Top of EXTRACTED ENTRIES

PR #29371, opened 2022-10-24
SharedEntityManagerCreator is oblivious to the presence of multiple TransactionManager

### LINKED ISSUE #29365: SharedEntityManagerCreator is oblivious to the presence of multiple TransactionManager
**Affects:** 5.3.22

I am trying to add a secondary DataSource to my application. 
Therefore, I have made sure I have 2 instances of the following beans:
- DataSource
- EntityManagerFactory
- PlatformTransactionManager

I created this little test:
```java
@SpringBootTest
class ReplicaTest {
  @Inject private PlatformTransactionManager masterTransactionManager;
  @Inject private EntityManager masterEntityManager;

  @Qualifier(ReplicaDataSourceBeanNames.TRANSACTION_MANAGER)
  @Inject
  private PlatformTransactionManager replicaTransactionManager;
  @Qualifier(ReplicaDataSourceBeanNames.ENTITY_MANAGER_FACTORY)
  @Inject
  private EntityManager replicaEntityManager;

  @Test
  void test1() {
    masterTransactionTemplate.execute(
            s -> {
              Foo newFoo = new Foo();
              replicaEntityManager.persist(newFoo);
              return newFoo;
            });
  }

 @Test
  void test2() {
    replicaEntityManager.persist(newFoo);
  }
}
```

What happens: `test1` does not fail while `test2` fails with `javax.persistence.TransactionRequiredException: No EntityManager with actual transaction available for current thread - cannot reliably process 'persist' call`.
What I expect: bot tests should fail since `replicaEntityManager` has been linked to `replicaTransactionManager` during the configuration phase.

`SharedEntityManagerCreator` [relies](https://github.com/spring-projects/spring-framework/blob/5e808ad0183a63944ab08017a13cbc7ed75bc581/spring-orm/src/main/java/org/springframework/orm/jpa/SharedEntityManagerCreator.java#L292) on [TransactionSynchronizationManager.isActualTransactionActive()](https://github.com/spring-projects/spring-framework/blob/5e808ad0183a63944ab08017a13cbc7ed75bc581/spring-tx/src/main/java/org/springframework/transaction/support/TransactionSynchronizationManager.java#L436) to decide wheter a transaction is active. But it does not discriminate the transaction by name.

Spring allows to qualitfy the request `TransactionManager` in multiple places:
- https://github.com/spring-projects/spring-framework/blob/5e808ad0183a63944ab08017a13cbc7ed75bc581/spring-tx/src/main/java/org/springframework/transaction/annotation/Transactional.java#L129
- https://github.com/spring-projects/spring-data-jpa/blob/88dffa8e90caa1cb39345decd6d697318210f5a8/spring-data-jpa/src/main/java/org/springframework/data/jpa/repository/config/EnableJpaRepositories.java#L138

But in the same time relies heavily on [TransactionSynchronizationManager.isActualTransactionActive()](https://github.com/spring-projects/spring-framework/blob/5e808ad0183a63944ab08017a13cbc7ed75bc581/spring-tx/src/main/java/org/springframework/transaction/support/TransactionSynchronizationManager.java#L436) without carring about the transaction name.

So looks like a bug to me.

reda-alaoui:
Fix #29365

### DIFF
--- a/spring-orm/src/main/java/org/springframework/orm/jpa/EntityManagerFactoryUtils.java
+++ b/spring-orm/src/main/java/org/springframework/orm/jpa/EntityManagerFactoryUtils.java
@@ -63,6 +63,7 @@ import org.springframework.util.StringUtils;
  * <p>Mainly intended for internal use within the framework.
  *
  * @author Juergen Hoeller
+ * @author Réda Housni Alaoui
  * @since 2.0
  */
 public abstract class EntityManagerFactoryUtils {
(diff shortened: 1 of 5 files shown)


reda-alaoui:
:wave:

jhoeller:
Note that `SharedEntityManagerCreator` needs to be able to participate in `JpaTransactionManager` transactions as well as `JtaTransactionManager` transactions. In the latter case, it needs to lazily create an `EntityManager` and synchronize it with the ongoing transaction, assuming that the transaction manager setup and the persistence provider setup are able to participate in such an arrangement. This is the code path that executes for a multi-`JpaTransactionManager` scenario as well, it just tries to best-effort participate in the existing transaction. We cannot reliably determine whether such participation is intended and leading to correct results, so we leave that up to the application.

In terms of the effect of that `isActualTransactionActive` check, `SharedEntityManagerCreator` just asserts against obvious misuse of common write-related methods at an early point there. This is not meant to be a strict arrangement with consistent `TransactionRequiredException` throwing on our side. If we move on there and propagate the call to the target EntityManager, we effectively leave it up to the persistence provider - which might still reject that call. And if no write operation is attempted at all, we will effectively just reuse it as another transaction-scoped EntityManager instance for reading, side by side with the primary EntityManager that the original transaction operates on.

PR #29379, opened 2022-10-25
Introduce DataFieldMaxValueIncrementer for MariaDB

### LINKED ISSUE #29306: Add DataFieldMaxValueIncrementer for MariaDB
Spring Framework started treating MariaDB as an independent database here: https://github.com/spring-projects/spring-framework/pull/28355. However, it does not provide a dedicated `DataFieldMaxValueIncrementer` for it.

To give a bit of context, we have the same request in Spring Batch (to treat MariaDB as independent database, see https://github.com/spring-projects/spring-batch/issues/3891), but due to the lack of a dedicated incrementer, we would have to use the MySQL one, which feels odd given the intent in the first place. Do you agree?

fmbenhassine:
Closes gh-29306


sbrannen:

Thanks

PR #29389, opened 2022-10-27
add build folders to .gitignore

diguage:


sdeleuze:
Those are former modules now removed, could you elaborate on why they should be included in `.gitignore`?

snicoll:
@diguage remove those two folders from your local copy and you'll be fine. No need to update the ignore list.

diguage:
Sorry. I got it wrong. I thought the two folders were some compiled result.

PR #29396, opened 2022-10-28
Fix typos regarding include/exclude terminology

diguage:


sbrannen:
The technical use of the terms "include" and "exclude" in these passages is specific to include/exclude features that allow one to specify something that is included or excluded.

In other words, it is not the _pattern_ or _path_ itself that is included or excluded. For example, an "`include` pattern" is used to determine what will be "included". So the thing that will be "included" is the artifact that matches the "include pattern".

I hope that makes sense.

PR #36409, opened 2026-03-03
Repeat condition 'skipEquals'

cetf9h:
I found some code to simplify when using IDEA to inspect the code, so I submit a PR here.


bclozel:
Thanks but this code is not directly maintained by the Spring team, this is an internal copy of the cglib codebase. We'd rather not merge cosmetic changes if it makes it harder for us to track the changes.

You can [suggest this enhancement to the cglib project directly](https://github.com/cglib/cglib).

Bottom of EXTRACTED ENTRIES
Top of EXTRACTED ENTRIES

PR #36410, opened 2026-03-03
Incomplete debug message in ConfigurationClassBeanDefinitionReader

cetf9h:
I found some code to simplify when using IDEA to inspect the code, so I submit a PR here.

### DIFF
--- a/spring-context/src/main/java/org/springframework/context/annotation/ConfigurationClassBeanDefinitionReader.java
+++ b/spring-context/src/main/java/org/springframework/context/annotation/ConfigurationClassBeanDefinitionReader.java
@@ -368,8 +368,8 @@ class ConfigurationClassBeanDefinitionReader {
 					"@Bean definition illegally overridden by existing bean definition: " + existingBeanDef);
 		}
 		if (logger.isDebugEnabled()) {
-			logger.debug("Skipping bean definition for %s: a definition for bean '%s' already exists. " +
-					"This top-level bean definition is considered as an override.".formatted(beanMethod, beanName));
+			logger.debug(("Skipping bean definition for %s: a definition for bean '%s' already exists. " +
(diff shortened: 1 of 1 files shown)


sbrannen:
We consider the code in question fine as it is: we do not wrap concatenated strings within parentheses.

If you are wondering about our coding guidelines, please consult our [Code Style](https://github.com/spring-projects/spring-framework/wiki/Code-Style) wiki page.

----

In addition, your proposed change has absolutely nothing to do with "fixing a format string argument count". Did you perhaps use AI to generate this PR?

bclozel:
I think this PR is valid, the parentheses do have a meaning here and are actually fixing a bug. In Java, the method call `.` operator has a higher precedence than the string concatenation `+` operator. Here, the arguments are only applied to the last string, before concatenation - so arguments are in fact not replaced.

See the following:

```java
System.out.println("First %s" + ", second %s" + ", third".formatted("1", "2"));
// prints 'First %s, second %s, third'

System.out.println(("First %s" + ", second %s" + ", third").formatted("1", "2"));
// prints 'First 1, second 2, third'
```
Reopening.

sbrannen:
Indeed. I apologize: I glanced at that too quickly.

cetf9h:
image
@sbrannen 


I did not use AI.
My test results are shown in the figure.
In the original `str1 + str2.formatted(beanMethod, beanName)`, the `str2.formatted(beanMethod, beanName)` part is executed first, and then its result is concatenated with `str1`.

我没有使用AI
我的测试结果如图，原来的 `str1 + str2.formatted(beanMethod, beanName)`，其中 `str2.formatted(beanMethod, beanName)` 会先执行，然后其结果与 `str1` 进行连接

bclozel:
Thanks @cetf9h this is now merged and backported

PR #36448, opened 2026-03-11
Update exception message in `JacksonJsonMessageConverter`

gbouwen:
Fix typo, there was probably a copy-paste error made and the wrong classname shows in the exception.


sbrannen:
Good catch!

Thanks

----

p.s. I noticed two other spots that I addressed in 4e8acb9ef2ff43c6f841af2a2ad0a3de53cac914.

Bottom of EXTRACTED ENTRIES
Top of EXTRACTED ENTRIES

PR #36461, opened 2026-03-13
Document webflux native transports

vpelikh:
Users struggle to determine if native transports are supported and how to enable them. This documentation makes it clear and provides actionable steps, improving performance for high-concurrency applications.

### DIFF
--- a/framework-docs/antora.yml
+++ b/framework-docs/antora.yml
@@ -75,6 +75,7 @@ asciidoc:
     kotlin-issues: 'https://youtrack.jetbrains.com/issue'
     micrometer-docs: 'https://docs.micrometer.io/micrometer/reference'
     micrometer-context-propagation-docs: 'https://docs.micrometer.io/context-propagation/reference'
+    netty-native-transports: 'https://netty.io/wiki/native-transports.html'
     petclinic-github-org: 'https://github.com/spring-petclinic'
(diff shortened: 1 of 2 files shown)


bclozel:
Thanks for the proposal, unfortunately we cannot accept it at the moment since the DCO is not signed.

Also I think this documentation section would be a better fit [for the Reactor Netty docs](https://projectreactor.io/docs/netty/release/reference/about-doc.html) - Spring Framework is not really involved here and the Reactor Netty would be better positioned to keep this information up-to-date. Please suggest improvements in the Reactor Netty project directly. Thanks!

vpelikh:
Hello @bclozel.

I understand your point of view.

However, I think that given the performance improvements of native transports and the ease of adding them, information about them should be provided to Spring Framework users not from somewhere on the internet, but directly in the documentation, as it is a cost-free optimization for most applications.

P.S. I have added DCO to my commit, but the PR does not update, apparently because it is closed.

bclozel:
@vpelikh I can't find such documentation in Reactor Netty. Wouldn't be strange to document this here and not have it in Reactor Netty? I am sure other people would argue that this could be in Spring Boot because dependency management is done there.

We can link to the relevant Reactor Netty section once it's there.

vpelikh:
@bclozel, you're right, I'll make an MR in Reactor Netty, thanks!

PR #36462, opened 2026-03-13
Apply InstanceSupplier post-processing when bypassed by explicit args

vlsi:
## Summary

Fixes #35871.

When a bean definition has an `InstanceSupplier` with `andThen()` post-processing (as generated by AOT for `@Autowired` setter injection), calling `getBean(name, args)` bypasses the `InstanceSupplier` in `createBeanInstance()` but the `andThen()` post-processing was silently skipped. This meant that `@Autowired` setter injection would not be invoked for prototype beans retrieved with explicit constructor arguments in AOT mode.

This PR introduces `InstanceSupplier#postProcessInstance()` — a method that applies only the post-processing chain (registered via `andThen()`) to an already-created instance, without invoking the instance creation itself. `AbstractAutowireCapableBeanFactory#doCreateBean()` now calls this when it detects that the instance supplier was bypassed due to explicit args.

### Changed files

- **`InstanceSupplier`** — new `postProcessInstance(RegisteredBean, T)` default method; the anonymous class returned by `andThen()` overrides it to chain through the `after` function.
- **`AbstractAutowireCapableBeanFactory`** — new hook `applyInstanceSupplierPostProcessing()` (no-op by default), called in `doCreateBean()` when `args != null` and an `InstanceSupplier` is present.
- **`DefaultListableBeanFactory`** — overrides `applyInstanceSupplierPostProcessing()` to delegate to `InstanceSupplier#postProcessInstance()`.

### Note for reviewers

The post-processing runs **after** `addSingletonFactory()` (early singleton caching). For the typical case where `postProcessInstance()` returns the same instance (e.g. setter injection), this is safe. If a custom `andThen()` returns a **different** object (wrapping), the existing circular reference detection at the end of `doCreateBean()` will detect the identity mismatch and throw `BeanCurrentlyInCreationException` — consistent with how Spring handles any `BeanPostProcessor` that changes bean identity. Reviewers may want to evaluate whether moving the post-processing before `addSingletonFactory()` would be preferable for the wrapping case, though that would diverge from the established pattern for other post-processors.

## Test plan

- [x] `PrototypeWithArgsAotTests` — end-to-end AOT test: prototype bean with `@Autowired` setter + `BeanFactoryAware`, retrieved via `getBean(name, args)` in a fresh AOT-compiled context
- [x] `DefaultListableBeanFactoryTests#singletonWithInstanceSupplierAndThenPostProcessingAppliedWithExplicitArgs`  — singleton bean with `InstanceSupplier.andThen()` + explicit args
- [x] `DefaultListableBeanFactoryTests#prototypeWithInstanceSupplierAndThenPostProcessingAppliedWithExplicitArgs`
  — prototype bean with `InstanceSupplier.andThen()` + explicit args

Bottom of EXTRACTED ENTRIES

[WHAT YOU SHOULD DO]:
Return each line from the material that includes the string "DataFieldMaxValueIncrementer".

[SOLVED PROBLEM]:
Introduce DataFieldMaxValueIncrementer for MariaDB
### LINKED ISSUE #29306: Add DataFieldMaxValueIncrementer for MariaDB
Spring Framework started treating MariaDB as an independent database here: https://github.com/spring-projects/spring-framework/pull/28355. However, it does not provide a dedicated `DataFieldMaxValueIncrementer` for it.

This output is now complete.